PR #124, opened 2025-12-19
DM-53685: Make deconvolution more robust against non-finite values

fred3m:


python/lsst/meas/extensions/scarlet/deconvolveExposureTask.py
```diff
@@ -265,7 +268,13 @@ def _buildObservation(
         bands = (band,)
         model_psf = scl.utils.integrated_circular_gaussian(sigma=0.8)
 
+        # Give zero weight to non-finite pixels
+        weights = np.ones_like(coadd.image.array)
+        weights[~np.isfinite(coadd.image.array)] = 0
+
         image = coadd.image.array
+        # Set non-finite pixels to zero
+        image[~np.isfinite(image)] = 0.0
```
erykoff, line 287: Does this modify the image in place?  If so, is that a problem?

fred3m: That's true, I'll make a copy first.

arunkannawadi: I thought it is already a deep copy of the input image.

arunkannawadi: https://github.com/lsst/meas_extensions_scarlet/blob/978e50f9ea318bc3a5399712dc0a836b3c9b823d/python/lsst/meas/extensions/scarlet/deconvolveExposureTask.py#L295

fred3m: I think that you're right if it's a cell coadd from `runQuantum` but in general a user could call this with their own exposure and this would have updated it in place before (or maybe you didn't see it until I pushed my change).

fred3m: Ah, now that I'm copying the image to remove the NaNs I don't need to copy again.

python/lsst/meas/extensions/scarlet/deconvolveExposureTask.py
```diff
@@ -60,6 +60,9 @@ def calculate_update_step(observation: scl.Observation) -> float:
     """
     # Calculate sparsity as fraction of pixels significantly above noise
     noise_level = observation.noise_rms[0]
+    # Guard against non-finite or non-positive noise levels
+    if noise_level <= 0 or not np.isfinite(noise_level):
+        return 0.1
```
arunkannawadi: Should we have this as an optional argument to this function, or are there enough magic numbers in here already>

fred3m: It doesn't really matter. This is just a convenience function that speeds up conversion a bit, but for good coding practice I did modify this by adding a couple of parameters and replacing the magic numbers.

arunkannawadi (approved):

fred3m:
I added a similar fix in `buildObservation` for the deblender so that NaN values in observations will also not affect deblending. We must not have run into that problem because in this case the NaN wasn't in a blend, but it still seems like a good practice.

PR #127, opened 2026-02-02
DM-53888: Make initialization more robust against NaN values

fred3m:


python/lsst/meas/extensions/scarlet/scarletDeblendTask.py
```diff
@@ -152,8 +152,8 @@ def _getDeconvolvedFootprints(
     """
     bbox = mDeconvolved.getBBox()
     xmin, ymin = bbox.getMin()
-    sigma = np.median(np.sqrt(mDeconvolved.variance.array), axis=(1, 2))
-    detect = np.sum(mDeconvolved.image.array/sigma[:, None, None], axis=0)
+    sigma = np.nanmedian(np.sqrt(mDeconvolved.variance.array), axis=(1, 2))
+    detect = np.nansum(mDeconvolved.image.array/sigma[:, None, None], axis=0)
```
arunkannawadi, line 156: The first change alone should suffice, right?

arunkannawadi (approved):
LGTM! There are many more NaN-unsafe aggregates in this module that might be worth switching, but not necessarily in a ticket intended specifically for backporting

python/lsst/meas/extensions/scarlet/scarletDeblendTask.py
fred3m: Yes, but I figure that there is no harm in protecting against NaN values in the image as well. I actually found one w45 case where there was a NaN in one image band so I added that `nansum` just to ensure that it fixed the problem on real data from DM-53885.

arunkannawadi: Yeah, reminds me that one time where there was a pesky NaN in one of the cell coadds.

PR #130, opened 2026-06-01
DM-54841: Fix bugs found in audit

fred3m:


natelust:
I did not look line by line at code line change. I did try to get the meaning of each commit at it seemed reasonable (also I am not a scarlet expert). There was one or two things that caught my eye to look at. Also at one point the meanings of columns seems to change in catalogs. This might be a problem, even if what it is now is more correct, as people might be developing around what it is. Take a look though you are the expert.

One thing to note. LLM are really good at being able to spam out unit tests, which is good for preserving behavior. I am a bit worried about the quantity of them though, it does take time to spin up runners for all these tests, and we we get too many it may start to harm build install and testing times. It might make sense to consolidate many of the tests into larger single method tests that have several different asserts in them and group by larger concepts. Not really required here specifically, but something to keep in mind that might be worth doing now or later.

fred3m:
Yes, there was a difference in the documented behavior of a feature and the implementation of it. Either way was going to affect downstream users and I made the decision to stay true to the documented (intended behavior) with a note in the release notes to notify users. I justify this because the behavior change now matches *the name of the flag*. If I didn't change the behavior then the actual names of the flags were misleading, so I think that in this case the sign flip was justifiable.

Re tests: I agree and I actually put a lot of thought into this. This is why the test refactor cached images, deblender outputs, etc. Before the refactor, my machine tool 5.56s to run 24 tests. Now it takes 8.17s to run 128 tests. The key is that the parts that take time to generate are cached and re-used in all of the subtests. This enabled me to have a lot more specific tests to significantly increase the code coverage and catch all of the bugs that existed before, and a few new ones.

--------------------

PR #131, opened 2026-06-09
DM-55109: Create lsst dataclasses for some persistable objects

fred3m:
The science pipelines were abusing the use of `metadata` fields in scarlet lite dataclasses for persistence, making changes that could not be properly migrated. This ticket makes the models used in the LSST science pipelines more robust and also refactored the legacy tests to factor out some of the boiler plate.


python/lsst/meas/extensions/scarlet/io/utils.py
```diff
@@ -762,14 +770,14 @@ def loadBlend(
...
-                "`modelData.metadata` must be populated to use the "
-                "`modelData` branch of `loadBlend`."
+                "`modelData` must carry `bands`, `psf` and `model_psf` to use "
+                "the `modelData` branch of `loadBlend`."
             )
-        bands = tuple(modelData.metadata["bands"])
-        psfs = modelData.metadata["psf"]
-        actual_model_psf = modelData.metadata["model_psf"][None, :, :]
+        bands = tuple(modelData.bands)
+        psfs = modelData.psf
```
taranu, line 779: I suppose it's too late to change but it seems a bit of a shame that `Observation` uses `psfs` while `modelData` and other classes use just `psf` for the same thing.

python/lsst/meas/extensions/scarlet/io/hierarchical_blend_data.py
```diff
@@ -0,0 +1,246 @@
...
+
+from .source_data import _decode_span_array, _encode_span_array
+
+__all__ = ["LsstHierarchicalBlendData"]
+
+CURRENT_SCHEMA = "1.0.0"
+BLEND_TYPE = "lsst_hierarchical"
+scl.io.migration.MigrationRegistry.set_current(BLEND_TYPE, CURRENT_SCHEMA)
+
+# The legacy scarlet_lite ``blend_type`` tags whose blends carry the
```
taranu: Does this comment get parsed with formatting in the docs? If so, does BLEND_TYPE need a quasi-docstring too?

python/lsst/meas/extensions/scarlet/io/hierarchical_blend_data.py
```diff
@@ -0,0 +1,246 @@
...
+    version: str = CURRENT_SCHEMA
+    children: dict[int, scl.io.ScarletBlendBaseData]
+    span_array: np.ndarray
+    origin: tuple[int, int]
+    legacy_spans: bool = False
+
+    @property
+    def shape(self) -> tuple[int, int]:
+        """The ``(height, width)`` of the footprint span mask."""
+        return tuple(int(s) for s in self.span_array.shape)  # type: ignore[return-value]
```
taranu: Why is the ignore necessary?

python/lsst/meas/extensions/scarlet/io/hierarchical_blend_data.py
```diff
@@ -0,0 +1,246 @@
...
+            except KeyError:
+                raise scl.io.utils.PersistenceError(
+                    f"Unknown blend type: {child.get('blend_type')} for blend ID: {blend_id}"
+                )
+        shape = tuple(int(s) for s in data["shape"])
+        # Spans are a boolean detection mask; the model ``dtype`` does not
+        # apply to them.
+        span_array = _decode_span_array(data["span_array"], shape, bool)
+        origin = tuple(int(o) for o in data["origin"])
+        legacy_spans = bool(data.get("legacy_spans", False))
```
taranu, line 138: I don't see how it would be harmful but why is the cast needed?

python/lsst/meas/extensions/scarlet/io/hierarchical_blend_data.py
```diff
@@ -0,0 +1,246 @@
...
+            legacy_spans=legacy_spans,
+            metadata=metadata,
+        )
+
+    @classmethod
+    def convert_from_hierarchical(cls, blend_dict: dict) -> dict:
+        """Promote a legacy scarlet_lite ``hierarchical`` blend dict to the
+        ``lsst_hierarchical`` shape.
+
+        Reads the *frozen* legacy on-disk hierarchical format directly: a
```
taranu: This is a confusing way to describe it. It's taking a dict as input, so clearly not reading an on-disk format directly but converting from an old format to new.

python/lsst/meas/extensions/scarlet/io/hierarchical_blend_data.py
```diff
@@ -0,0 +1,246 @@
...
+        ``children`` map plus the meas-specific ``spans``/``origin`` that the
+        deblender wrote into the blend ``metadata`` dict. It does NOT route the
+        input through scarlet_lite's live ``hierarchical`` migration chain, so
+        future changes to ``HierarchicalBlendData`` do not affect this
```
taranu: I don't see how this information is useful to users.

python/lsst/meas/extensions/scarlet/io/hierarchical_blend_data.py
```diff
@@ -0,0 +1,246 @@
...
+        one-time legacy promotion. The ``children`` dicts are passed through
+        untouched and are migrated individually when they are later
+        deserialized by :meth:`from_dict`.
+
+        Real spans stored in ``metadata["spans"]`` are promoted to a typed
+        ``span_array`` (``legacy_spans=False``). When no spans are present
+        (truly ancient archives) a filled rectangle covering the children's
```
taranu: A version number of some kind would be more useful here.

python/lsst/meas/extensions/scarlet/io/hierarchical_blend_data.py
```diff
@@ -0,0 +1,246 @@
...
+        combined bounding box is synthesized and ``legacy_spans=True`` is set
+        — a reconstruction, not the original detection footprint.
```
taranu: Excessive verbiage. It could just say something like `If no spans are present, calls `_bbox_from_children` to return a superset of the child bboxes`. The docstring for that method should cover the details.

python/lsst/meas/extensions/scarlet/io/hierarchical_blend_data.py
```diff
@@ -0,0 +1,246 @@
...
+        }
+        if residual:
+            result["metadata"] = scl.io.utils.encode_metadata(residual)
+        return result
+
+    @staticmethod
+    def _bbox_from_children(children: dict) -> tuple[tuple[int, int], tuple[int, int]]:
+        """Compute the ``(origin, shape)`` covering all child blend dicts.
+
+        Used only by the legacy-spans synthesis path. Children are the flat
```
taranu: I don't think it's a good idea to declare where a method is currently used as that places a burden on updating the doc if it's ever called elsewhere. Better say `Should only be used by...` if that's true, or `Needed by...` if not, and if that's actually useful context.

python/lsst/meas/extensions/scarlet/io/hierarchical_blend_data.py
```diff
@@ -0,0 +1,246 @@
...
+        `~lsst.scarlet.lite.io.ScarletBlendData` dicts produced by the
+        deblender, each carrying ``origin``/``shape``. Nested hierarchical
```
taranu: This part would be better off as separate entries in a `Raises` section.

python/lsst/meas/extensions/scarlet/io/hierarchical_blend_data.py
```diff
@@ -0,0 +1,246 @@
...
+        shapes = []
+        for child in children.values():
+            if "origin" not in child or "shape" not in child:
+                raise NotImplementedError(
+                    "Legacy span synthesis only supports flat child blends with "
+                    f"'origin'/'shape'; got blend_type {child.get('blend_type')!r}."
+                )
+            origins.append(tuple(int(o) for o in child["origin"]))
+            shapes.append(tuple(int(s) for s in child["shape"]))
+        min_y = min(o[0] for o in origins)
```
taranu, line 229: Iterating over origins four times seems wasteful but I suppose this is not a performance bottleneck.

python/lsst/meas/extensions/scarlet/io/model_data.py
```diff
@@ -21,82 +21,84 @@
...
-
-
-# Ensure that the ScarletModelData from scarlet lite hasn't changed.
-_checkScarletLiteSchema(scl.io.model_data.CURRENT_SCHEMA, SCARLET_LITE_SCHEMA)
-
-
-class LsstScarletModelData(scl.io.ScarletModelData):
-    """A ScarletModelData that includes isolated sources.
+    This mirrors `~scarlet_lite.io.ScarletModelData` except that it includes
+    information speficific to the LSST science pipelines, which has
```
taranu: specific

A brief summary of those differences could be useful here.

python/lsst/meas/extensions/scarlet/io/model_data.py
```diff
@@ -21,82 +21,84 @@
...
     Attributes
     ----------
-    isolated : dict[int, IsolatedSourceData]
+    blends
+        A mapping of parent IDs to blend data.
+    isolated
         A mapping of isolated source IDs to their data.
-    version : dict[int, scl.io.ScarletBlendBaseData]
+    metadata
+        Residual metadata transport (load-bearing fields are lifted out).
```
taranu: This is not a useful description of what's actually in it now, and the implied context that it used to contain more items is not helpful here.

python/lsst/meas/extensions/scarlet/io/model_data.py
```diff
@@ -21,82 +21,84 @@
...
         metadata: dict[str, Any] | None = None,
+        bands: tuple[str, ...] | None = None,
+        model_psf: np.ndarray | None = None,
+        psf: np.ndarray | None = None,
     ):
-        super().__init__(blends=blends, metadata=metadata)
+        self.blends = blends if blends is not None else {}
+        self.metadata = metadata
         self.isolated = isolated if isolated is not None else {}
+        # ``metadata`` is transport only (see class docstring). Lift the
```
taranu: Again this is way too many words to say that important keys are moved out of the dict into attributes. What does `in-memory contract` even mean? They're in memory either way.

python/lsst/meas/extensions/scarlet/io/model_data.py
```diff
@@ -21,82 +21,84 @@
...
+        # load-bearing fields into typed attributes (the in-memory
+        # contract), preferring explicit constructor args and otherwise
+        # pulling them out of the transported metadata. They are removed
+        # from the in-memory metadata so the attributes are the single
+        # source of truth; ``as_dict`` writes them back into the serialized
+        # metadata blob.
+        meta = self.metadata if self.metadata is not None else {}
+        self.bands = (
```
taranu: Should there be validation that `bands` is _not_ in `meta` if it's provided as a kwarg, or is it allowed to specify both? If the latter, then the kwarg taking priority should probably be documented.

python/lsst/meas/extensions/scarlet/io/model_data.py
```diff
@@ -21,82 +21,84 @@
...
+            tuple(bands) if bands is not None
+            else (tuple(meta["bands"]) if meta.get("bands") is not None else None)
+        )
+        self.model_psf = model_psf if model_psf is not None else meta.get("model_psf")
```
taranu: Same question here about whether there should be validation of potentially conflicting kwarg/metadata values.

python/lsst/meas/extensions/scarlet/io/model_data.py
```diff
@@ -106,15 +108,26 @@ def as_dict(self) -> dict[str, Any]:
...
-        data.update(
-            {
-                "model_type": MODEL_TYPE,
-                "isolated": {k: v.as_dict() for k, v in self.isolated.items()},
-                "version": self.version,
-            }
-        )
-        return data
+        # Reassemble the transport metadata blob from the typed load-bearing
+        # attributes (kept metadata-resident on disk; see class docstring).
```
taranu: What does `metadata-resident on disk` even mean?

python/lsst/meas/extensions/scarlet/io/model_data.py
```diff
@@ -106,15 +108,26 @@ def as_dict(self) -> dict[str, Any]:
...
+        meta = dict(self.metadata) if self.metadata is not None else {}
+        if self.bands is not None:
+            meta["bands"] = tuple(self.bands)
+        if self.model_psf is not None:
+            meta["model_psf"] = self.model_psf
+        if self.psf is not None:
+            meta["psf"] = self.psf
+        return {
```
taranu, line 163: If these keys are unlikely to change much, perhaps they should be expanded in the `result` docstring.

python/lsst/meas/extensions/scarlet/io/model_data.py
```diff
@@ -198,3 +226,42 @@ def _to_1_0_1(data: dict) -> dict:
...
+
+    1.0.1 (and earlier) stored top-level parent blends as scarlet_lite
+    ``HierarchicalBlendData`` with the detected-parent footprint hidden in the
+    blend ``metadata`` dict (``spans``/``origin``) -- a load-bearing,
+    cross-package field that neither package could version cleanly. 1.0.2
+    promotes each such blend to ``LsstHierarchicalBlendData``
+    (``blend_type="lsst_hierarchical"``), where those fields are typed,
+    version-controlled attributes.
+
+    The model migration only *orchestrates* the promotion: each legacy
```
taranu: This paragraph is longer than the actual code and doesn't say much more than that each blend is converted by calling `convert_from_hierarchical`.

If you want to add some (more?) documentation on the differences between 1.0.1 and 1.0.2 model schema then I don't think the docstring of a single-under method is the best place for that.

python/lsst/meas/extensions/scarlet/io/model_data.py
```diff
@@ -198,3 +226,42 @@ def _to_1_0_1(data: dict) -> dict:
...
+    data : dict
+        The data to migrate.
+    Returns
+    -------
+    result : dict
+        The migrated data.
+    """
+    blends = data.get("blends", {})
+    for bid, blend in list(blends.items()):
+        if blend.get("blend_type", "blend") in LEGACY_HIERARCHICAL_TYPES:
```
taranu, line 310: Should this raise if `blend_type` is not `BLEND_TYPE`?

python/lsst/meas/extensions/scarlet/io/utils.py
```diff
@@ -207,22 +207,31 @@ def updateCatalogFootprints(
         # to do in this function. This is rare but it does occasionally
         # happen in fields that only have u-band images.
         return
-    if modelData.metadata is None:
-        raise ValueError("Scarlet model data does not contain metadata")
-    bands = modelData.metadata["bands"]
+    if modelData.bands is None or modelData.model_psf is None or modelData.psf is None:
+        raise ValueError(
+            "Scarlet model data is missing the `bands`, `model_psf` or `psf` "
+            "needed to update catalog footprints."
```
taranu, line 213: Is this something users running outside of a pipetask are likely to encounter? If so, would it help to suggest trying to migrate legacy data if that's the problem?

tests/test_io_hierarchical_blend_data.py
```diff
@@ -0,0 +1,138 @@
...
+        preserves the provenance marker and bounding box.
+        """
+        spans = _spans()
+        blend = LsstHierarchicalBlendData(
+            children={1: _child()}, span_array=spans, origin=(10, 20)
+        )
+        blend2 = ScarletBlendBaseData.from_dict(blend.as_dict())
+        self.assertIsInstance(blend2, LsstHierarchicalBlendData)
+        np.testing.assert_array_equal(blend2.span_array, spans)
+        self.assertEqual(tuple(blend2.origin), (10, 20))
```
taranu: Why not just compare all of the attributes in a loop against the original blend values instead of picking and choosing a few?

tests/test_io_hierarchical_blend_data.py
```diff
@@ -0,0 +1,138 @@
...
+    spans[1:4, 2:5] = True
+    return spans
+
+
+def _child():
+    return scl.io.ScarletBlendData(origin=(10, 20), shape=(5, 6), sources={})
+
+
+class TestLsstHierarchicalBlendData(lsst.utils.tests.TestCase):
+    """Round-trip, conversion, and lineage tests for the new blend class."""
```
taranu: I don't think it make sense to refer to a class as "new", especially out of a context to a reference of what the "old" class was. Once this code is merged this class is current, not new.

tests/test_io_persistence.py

--------------------

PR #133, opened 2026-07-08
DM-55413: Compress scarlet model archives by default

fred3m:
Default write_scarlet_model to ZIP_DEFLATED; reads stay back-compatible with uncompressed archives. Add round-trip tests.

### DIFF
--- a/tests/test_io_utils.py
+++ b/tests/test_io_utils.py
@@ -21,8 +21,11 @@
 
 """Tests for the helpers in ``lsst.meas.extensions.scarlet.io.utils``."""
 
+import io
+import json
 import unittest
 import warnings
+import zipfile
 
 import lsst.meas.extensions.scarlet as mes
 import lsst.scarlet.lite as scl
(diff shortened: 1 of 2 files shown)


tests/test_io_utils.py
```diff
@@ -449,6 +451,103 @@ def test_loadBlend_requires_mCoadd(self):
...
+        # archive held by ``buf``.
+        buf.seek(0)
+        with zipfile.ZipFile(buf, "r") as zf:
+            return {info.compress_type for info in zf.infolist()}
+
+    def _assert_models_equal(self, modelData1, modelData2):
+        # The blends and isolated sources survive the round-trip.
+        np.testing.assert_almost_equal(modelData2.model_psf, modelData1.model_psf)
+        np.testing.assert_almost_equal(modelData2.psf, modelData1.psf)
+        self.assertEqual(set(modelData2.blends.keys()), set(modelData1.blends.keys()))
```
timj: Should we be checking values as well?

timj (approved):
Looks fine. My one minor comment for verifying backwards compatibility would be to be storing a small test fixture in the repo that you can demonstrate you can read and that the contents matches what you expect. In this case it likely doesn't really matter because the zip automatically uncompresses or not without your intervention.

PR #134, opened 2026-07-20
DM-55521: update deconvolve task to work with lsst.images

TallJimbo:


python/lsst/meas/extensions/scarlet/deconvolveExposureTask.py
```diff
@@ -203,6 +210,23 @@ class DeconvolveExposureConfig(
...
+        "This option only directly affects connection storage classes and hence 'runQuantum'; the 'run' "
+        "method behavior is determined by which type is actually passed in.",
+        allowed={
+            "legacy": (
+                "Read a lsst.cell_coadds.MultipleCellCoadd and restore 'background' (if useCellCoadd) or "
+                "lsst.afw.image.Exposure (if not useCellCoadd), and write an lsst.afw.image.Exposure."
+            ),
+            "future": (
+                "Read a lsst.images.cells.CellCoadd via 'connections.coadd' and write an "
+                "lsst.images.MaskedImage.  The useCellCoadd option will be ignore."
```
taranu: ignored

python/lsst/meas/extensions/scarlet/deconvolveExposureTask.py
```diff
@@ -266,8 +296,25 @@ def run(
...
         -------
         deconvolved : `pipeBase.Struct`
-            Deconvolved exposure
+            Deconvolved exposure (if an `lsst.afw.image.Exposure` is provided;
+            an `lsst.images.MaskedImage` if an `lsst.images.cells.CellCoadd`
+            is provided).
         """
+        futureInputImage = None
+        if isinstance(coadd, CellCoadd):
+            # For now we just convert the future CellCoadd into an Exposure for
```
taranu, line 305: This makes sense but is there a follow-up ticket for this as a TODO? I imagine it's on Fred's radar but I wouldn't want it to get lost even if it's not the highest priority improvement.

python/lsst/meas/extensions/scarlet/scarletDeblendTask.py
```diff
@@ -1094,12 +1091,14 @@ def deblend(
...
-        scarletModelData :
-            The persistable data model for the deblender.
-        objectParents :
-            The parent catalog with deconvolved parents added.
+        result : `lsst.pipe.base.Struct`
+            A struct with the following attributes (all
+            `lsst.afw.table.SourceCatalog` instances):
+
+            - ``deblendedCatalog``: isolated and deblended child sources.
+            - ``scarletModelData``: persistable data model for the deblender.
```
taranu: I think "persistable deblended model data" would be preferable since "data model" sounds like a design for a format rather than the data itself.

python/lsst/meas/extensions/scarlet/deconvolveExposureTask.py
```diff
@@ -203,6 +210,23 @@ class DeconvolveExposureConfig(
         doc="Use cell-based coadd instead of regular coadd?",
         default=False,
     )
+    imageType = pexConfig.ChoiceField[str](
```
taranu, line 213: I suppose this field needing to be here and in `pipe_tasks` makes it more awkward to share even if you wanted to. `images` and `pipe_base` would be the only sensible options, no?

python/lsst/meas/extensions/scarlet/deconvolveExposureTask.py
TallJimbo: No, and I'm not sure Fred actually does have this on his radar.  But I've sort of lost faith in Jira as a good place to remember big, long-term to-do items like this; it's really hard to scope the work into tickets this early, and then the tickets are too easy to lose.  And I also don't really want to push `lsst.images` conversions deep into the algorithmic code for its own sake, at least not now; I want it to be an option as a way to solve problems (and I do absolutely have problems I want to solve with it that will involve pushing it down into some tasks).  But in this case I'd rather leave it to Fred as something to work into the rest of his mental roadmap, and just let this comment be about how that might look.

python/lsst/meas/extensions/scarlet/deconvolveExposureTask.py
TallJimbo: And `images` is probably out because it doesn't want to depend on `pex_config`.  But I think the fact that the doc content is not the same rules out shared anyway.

--------------------

▸ EXERCISE INSTRUCTIONS:
Find the word "times" in the entries. Copy each line that holds it.

▸ WRITTEN ANSWER:
One thing to note. LLM are really good at being able to spam out unit tests, which is good for preserving behavior. I am a bit worried about the quantity of them though, it does take time to spin up runners for all these tests, and we we get too many it may start to harm build install and testing times. It might make sense to consolidate many of the tests into larger single method tests that have several different asserts in them and group by larger concepts. Not really required here specifically, but something to keep in mind that might be worth doing now or later.
taranu, line 229: Iterating over origins four times seems wasteful but I suppose this is not a performance bottleneck.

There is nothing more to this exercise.